A small washhouse stood behind the lodge with separate bath and toilet areas for men and women.

A two-story apartment building was erected behind the lodge, where Ike and Sue Elkins resided, along with some employees. This structure burned to the ground in 1970.

In the 1980s, the walls in the bar portion of the lodge were restructured.

Logs from an old log ice house that was no longer usable at the resort were used for the reconstruction. The logs were hand planed and stained to match the existing bar walls and ceiling.

It is unknown when the first breakwater was built. There were several docks with open slips in the beginning years of the resort.

Tracie said there was a small fishing boat for each cabin.

The original cabins had no plumbing. Bathrooms were either incorporated into the original structure of the cabins or added onto them at some point.

Many of the lakefront cabins had sleeping porches within the cabin structure that were later enclosed. The original electrical power came from a small hydroelectric system powered by Reeder Creek.

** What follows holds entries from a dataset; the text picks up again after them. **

PR #803, opened 2019-02-09
Optimized curl transform formulas

muXxer:
powsrv.io Team optimized the curl transform formulas.

On my machine it's around 7% faster than before.

# Test Plan:
To benchmark the results I changed the test_curlp_ptrit.c locally on my machine:
```
int main(void) {
  UNITY_BEGIN();

  RUN_TEST(test_curl_p_27_works);
  for(size_t i = 0; i < 50000; i++)
  {
    RUN_TEST(test_curl_p_81_works);
  } 

  return UNITY_END();
}
```

### DIFF
--- a/common/curl-p/ptrit.c
+++ b/common/curl-p/ptrit.c
@@ -9,17 +9,16 @@
 #include "utils/forced_inline.h"
 
 static FORCED_INLINE void ptrit_sbox(ptrit_t *const c, ptrit_t const *const s) {
-  ptrit_s alpha, beta, gamma, delta;
+  ptrit_s alpha, beta, delta;
   size_t i = 0;
 
   for (; i < STATE_LENGTH; ++i) {
     alpha = s[CURL_INDEX[i]].low;
     beta = s[CURL_INDEX[i]].high;
-    gamma = s[CURL_INDEX[i + 1]].high;
-    delta = (alpha | (~gamma)) & (s[CURL_INDEX[i + 1]].low ^ beta);
+    delta = beta ^ s[CURL_INDEX[i + 1]].low;
 
-    c[i].low = ~delta;
-    c[i].high = (alpha ^ gamma) | delta;
+    c[i].low = ~(delta & alpha);
+    c[i].high = delta | (alpha ^ s[CURL_INDEX[i + 1]].high);
   }
 }
 
--- a/common/curl-p/ptrit.c
+++ b/common/curl-p/ptrit.c
@@ -17,7 +17,7 @@ static FORCED_INLINE void ptrit_sbox(ptrit_t *const c, ptrit_t const *const s) {
     beta = s[CURL_INDEX[i]].high;
     delta = alpha & (s[CURL_INDEX[i + 1]].low ^ beta);
 
-    c[i].low = ~(delta & alpha);
+    c[i].low = ~delta;
     c[i].high = (alpha ^ s[CURL_INDEX[i + 1]].high) | delta;
   }
 }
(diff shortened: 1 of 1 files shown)


thibault-martinez:
Some benchmarks done in https://github.com/iotaledger/iri/pull/1330

common/curl-p/ptrit.c
```diff
@@ -9,17 +9,16 @@
...
     alpha = s[CURL_INDEX[i]].low;
     beta = s[CURL_INDEX[i]].high;
-    gamma = s[CURL_INDEX[i + 1]].high;
-    delta = (alpha | (~gamma)) & (s[CURL_INDEX[i + 1]].low ^ beta);
+    delta = beta ^ s[CURL_INDEX[i + 1]].low;
 
-    c[i].low = ~delta;
-    c[i].high = (alpha ^ gamma) | delta;
+    c[i].low = ~(delta & alpha);
+    c[i].high = delta | (alpha ^ s[CURL_INDEX[i + 1]].high);
```
Wollac:
```suggestion
    c[i].high = (alpha ^ s[CURL_INDEX[i + 1]].high) | delta;
```
The formula for `c[i].high` remains unchanged.

common/curl-p/ptrit.c
```diff
@@ -9,17 +9,16 @@
...
-  ptrit_s alpha, beta, gamma, delta;
+  ptrit_s alpha, beta, delta;
   size_t i = 0;
 
   for (; i < STATE_LENGTH; ++i) {
     alpha = s[CURL_INDEX[i]].low;
     beta = s[CURL_INDEX[i]].high;
-    gamma = s[CURL_INDEX[i + 1]].high;
-    delta = (alpha | (~gamma)) & (s[CURL_INDEX[i + 1]].low ^ beta);
+    delta = beta ^ s[CURL_INDEX[i + 1]].low;
```
Wollac:
```suggestion
    delta = alpha & (s[CURL_INDEX[i + 1]].low ^ beta);
```

common/curl-p/ptrit.c
```diff
@@ -9,17 +9,16 @@
...
 
-    c[i].low = ~delta;
-    c[i].high = (alpha ^ gamma) | delta;
+    c[i].low = ~(delta & alpha);
```
Wollac:
```suggestion
    c[i].low = ~delta;
```

Wollac (commented):
The changes reduce the number of bitwise operations, while still being correct under the assumption that `.low` and `.high` never *both* have a 0-bit at the same index, which is exactly a characteristic of the `ptrit` encoding.
This assumption is correct, if e.g. `trits_to_ptrits` is used for the conversion and it is a loop invariant in `ptrit_sbox`, but it is never explicitly validated before entering this function.

I proposed a few changes to the order, to make it clearer which parts of the computation have actually been changed.
These changes can be validated more formally for every bit:

review

common/curl-p/ptrit.c
tsvisabo: Hi @muXxer , thanks for this PR, can you check if the performance gain is still the same after @Wollac  order changes suggestions and integrate them to your PR?

tsvisabo (changes requested):

muXxer:
Performance gain is the same with wollacs changes.

tsvisabo (dismissed):

tsvisabo:
@muXxer can you rebase and i'll re-approve?

muXxer:
@tsvisabo done :)

tsvisabo (approved):

Issue #762, opened 2019-02-01
network: move into utils/handles


th0br0:
We currently only have a (somewhat) generic `sockets` implementation inside `/network`. 
This should be moved into `utils/handles`.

Guests in the 1960s were allowed to add on to the cabins as they saw fit. This is the reason that all the cabins scattered around the property are a little different.

During the Priest Lake Heritage Series, hosted by the Priest Lake Museum, several years ago Bob Davis said of Ike Elkins: “He was quite an entrepreneur, a very bright guy, very personable.”

Elkins continued to operate the resort until the mid-1950s when his son, Al Elkins, took over.

Bob and Sharon Davis, who grew up together in Yakima, discovered Priest Lake after moving to Oregon.

One summer, they heard there was a resort for sale at Priest Lake. They saved and eventually purchased Elkins Resort.

That first year was a trying one, though. It was “record everything,” Davis said – record cold, record snow, record heat. And then, a summer storm on Aug. 6, 1984, wreaked havoc on the resort, taking out trees and lifting one of the cabins up.

They survived that first year, and continued to make improvements to the cabins and lodge. In 1985, Elkins and Hills started a Battle of the Bands to raise funds for firefighters. Everyone would dance and eat hot dogs and hamburgers. Ike and Sue Elkins attended the event.

When Bob and Sharon Davis partnered with Tracie and Mike 16 years ago, they said the resort was in good hands.